Professor Vincent J. Hilser, Johns Hopkins University, USA

Abstract

Intrinsically disordered proteins (IDPs) present a functional paradox because they lack stable tertiary structure, but nonetheless play a central role in signaling, utilizing a process known as allostery. Historically, allostery in structured proteins has been interpreted in terms of propagated structural changes that are induced by effector binding. Thus, it is not clear how IDPs, lacking such well-defined structures, can allosterically affect function. Here we show a mechanism by which an IDP can allosterically control function by simultaneously tuning transcriptional activation and repression, using a novel strategy that relies on the principle of energetic ‘frustration’. We demonstrate that human glucocorticoid receptor tunes this signaling in vivo by producing translational isoforms differing only in the length of the disordered region, which modulates the degree of frustration. We expect this frustration-based model of allostery will prove to be generally important in explaining signaling in other IDPs.

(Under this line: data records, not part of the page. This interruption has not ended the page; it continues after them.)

PR #258, opened 2025-04-25
Fix for exporting custom changes when iModel has no changesets.

### LINKED ISSUE #257: Exporter ignores custom changes when source has no changesets pushed
**Describe the bug**
Process changes workflow reverts to export all functionality when source has no change sets. This results in custom changes being ignored.

**Expected behavior**
Custom changes should be applied when source has no change sets.

JulijaRamoskiene:
Fixed exporting custom changes when source has no change sets.
Fixes #257

Added a separate issue to discuss if this fall back is at all necessary #259

### DIFF
--- a/packages/transformer/src/test/standalone/IModelTransformerHub.test.ts
+++ b/packages/transformer/src/test/standalone/IModelTransformerHub.test.ts
@@ -4915,9 +4915,6 @@ describe("IModelTransformerHub", () => {
       public override async addCustomChanges(
         _sourceDbChanges: ChangedInstanceIds
       ) {}
-      public override shouldExportElement(sourceElement: Element) {
-        return super.shouldExportElement(sourceElement);
-      }
     }
 
     it("should call addCustomChanges when processing changes after source and target id map is populated", async () => {
@@ -4998,12 +4995,7 @@ describe("IModelTransformerHub", () => {
 
       // === Transformation 1: Run `process all` transformation ===
       let transformer = new CustomChangesTransformer(sourceDb, targetDb, false);
-      sinon
-        .stub(transformer, "shouldExportElement")
-        .callsFake((sourceElement) => {
-          // Exclude all drawings
-          return sourceElement.id !== documentListModel;
-        });
+      transformer.exporter.excludeElement(documentListModel);
       await transformer.process();
       transformer.updateSynchronizationVersion({
         initializeReverseSyncVersion: true,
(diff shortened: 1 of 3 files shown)


packages/transformer/src/test/standalone/IModelTransformerHub.test.ts
```diff
@@ -5809,6 +5809,87 @@ describe("IModelTransformerHub", () => {
...
+      sourceDb.saveChanges("Initial changes");
+
+      // process all
+      const transformer1 = new CustomChangesTransformer(
+        sourceDb,
+        targetDb,
+        false
+      );
+      sinon
+        .stub(transformer1, "shouldExportElement")
```
ViliusRuskys, line 5843: Why are we stubbing this? Why not just call `transformer1.exporter.ExcludeElement(<id>)`?

packages/transformer/src/test/standalone/IModelTransformerHub.test.ts
```diff
@@ -5809,6 +5809,87 @@ describe("IModelTransformerHub", () => {
...
+      expect(targetDb.elements.tryGetElement(subjectFedGuid2)).to.be.undefined;
+
+      // process changes
+      const transformer2 = new CustomChangesTransformer(
+        sourceDb,
+        targetDb,
+        true
+      );
+      const addChangesStub = sinon
+        .stub(transformer2, "addCustomChanges")
```
ViliusRuskys, line 5864: Why is stubbing needed? Can we just add custom changes normally?

JulijaRamoskiene: I would need to implement "normal" way in `CustomChangesTransformer` class. Each test wants different action to be done there e.g, I verify if elements are remapped in some tests.

packages/transformer/src/test/standalone/IModelTransformerHub.test.ts
ViliusRuskys: If `shouldExportElement` implementation changes in the future that breaks this test, this test will not fail. I'd rather keep the entire transformer original because that is the object that we are testing.
Also, excluding the element in the intended way is simpler and less code 😄

JulijaRamoskiene: Replaced ``shouldExportElement` stubs with calls to `excludeElement`.

ViliusRuskys (approved):

DanRod1999 (approved):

10:35-11:05 New approaches for elucidating allosteric mechanisms and their application to chaperonins

Professor Amnon Horovitz, Weizmann Institute of Science, Israel

Abstract

Chaperonins are allosteric machines that consist of two back-to-back stacked heptameric rings with a cavity at each end where protein folding can take place.  They assist protein folding by undergoing large conformational changes that are controlled by ATP binding and hydrolysis. The concerted Monod–Wyman–Changeux and sequential Koshland–Némethy–Filmer models of cooperativity are often used to describe such allosteric switching.  In general, however, it has been impossible to distinguish between these different allosteric models using ensemble measurements of ligand binding in bulk protein solutions.  In this talk, two approaches that break this impasse will be described: one that is kinetic and a second that is based on native mass spectrometry.  Using these approaches, it was possible to show that the chaperonin GroEL from E. coli undergoes concerted intra-ring conformational changes whereas its eukaryotic homologue CCT/TRiC undergoes sequential intra-ring conformational changes.  The impact of these different allosteric mechanisms on the folding functions of GroEL and CCT/TRiC will be discussed.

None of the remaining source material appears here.